This week’s reading guides us within, to a deep silence where we are able to listen to the rhythm of our own lives. On the road to our center – our authentic selves – it seems natural that we first encounter our broken places – the tender, unhealed spots where we still hold fear or anger. To truly discover the sweetness of life, we must journey to these places of vulnerability, and, if we are brave enough to listen to them, we will discover a new depth of living. As Nepo suggests, it is in facing death that we discover life:

…every trouble wants to draw the very best of you into the world.

The paradox of finding undeniable good in the most difficult life circumstances is a paradox that Nepo explores with kindness and a compassionate knowing. He talks freely of how nearly dying from cancer led him to a deeper connection with life. It is in facing death that Nepo discovered the connectedness of life; it was, in fact, the paradox of life and death that revealed universal oneness:

My inability to see clearly led me below my own conflicting opinions into the sea that holds all thoughts.

…And being in relationship with paradox is what leads us into transformation.

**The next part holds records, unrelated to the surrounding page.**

PR #2387, opened 2021-05-05
Remove focusSink and attach keydown event on the root element

amanmahajan7:


src/DataGrid.tsx
```diff
@@ -1027,6 +1027,24 @@ function DataGrid<R, SR>({
       )}
       {rows.length === 0 && EmptyRowsRenderer ? <EmptyRowsRenderer /> : (
         <>
+          {/*
+            Ideally the focus should be set on the selected cell
+            (https://www.w3.org/TR/wai-aria-practices-1.2/#kbd_roving_tabindex)
+            but there are a few issues with this approach
+            - onKeyDown/useLayoutEffect on the cell is not fast enough and grid
+              looses focus if tab is pressed repeatedly
```
nstepien, line 1035: Would it work if we managed focus in a `ref` callback instead of `useLayoutEffect`? 🤔

nstepien (approved):

src/DataGrid.tsx
amanmahajan7: Not sure. We can check

PR #2389, opened 2021-05-06
ResizeObserver: Add workaround for odd grid dimensions and zoom levels leading to "flickering" scrollbars

nstepien:


amanmahajan7 (approved):

ekeuus:
We are still seeing this in production for Windows users.

Should the fix rather be to round the width down/up always to prevent the flickering? The modulo of 0.5 seems kind of strange and highly specific imo.

I am unable to reproduce it even in a windows VM so I do not know the exact steps to repro. If either of you knows how to reproduce it code-wise, I would happily write tests and fix the issue.

@nstepien @amanmahajan7

PR #2393, opened 2021-05-11
Feature: Column Groups

amanmahajan7:


ekeuus:
I think in general the API looks good. I just think it would be nice to have more options on the "parent" header cells as well. For example the class option.

Should I go ahead with the implementation to also render the header rows again?

ekeuus:
Since there might be varying tree depths in various column groups, a flatter structure would help. What I think should maybe be the return value for the rendered header column definitions, should be like an array of arrays of cells to make iterating through them easier when rendering.

alexey-koren:
@amanmahajan7 @ekeuus Hello. Any updates about this feature?

PR #2146, opened 2020-09-04
Add a ResizeObserver polyfill for the storybook

nstepien:
https://www.npmjs.com/package/@juggle/resize-observer

PR #2398, opened 2021-05-13
Update deps

nstepien:
Nothing noteworthy.

I've left react-select on the previous major version for a while, let's get rid of it some day.

We could also remove the ResizeObserver polyfill, wdyt?
https://caniuse.com/resizeobserver
For reference we added it in September: https://github.com/adazzle/react-data-grid/pull/2146
We don't use the callback args, so we should be free of any browser discrepancy in that regard. And we only [conditionally use it](https://github.com/adazzle/react-data-grid/blob/canary/.storybook/preview.tsx#L5), so I wonder why we needed it in the first place.


amanmahajan7:
> We could also remove the ResizeObserver polyfill, wdyt?

I remember grid was not loading on safari/iphone safari. We can try removing it and check again

amanmahajan7 (approved):

PR #2406, opened 2021-05-14
Allow optional DataGrid props to be null

nstepien:
Allowing `null` for optional props means this pattern won't be necessary anymore:
```tsx
<DataGrid optionalProp={maybeNull ?? undefined} />
```
`??`, `??=`, `?.`, and `!= null` makes this trivial thankfully.
Only downside I found was with default function params, `param = default` doesn't replace `null`s.
Non-ts users should get fewer surprises as well.

I've also fixed some missed spots with the new `K` generic.

`Column` props, and maybe other props will be done in separate PRs.

### DIFF
--- a/src/DataGrid.tsx
+++ b/src/DataGrid.tsx
@@ -103,78 +103,78 @@ export interface DataGridProps<R, SR = unknown, K extends React.Key = React.Key>
    * Rows to be pinned at the bottom of the rows view for summary, the vertical scroll bar will not scroll these rows.
    * Bottom horizontal scroll bar can move the row left / right. Or a customized row renderer can be used to disabled the scrolling support.
    */
-  summaryRows?: readonly SR[];
+  summaryRows?: readonly SR[] | null;
   /** The getter should return a unique key for each row */
-  rowKeyGetter?: (row: R) => K;
-  onRowsChange?: (rows: R[], data: RowsChangeData<R, SR>) => void;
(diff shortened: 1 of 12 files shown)


src/DataGrid.tsx
```diff
@@ -221,21 +221,34 @@ function DataGrid<R, SR>(
...
+  }: DataGridProps<R, SR, K>,
   ref: React.Ref<DataGridHandle>
 ) {
+  /**
+   * defaults
+   */
+  rowHeight ??= 35;
+  headerRowHeight ??= typeof rowHeight === 'number' ? rowHeight : 35;
+  headerFiltersHeight ??= 45;
+  const summaryRowHeight = rawSummaryRowHeight ?? (typeof rowHeight === 'number' ? rowHeight : 35);
```
nstepien, line 245: There is a little bit of nuance here vs default params, if a param isn't defaulted in the parameter list, then it keeps its original type in functions, as TS cannot know that those functions are only called after the `??=` line. I wish we could use `??=` in the param list.
```ts
function fnA(param = 1) {
  param; // type; number

  function test() {
    param; // type: number
  }
}

function fnB(param: number | undefined | null) {
  param; // type: number | undefined | null
  param ??= 1;
  param; // type: number

  function test() {
    param; // type: number | undefined | null
    // this is because we could call `test` before the line where we set it to 1
  }
}
```

amanmahajan7 (approved):

Issue #2414, opened 2021-05-19
auto commit on lost focus when editing?


peasonokay:
Hi, so when i allow users to edit fields they tab from column to column and the lost focus event fires which updates the cell value fine. However on the last box i'm having issues because people dont press enter on the last field (which would commit the change) but press the commit button ive added to the toolbar (to send changes to server)- result - the changes they made in last column are not saved.

So, how to force the automatic commit when moving to another control? is there some way to keep track of the active cell 

code sample:. Here i have a class "customeditor"  . i check the data type and if its timestamp call a datepicker otherwise use a simple input box. As you can see in the handleChange event im correctly calling the this.props.onCommit event every time the value changes and it works as long as i move the focus out of the editor but as above, if i click another control outside the editor/data grid then the commit is no happenning. whats bizaare is if the say type "123" then three handleChange events are fired so at worse i would expect the underlying cell value to contain the first 2 key presses but no it still contains the original value. So **is the commit only happening after lost focus**.
Any help on which event i need to track/replicate to force the commit would be VERY helpful.

    handleChange = (e) => {
        var type= this.state.cellType;
        console.log("editor type:" + type);
        if (type==="timestamp") {
            var conv = moment(e).format(CONSTS.DB2_TIMESTAMP);
            this.setState({dateTime: conv}, () => this.props.onCommit);
        } else {
            this.setState({stdText: e.target.value}, () => this.props.onCommit);
        }
        console.log(e);
    };

    dateEditor() {
        return (
            <>
            <DateTimePicker
                id="datetimepicker-1"
                value={this.fromTimestamp(this.state.dateTime)}
                onChange={this.handleChange}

As you read these chapters, were you led to recall difficult times in your life that in the end brought you joy or a deeper understanding and connection with life? Were you able to explore this concept as a possibility while you were going through the difficulty of the situation, or was the revelation only in hindsight?

These chapters dealt primarily with embracing and listening to times in life that are challenging. How did you feel while reading this section? Was it uncomfortable? Were you able to listen to the thoughts and emotions that were being stirred within you?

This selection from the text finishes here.